Sie haben ferner Bettstellen und Wiegen, die man in Cirkassien nirgend kennt. Sie machen Butter in Butterfässern, während die Cirkassier nur den Rahm der Sahne kennen und dieser bei ihnen die Stelle der Butter vertritt. Sie brauen Bier aus Gerste und trinken es aus Trinkhörnern und hölzernen Kannen, die sie im Kreise herumgehen lassen, wenn sie beisammen sind, und wozu die Gesellschaft ein Trinklied singt, das lebhaft an unsere bekannten Studententrinklieder (So sauf doch, so sauf doch) erinnert.

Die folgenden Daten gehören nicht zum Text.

PR #446, opened 2022-05-19
New values of ledger entry description and reference.

Baggerone:
This is to complete
https://trello.com/c/VDx5noff/545-revise-journal-entry-output

### DIFF
--- a/application/models/ledgerentry.go
+++ b/application/models/ledgerentry.go
@@ -78,6 +78,7 @@ type LedgerEntry struct {
 	UpdatedAt time.Time `db:"updated_at"`
 
 	Claim *Claim `belongs_to:"claims" validate:"-"`
+	Item  *Item  `belongs_to:"items" validate:"-"`
 }
 
 func (le *LedgerEntry) Create(tx *pop.Connection) error {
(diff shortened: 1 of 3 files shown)


jason-jackson (approved):

application/models/ledgerentry.go
```diff
@@ -196,25 +197,49 @@ func (le *LedgerEntry) Reconcile(ctx context.Context, now time.Time) error {
 	return nil
 }
 
-func (le *LedgerEntry) transactionDescription() string {
-	description := fmt.Sprintf("%s %s", le.RiskCategoryName, le.Type)
+// For household-type entries this returns `<entry.Type> <entry.Name>`.
+// For other entries this returns `<entry.Type> <entry.Name> (<accountable person name>)`,
+//   not including `<` and `>`
+func (le *LedgerEntry) transactionDescription(tx *pop.Connection) string {
```
Schparky, line 203: The idea was to not reference the database here, because database values can change over time, and we want the ledger to be static. If data is needed, it will have to be saved in the ledger entry at the time the record is created.

Schparky: I _think_ the `Name` property might work for what you're doing. Might need to double-check that it's correct in the real data set, if we want to be sure.

Baggerone: @Schparky, what if we make it check if there is already a description, in which case it returns the old description without making any changes?  If the old description is blank, then it gets new info.

Baggerone:
Try doing something without accessing the database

Es lautet folgendermaßen:

Banas, na kuchta furesti
Denvason, famesta
Banas, banas, banas!

d. h. Trinke, unsere Hände giepern. Es läuft aus. Trinke, trinke, trinke!

Diese Anführung verräth den Lesern freilich, daß die Osseten nicht deutsch sprechen, aber das wäre etwas zu viel verlangt, daß die Alanen unser deutsch geredet haben sollten. Die Sprache der Osseten gehört aber zu dem indogermanischen Sprachstamm und an Verwandtschaft fehlt es also auch nach dieser Seite hin nicht.

Die Osseten sind Christen, aber es steht noch etwas schief mit ihrem Christenthum. Sie haben namentlich eine große Abneigung gegen die Sonntagsfeier. Sie sehen nicht ein, weshalb sie den ihnen aufoktroyirten Sabbath anders begehen sollten, als die übrigen Tage.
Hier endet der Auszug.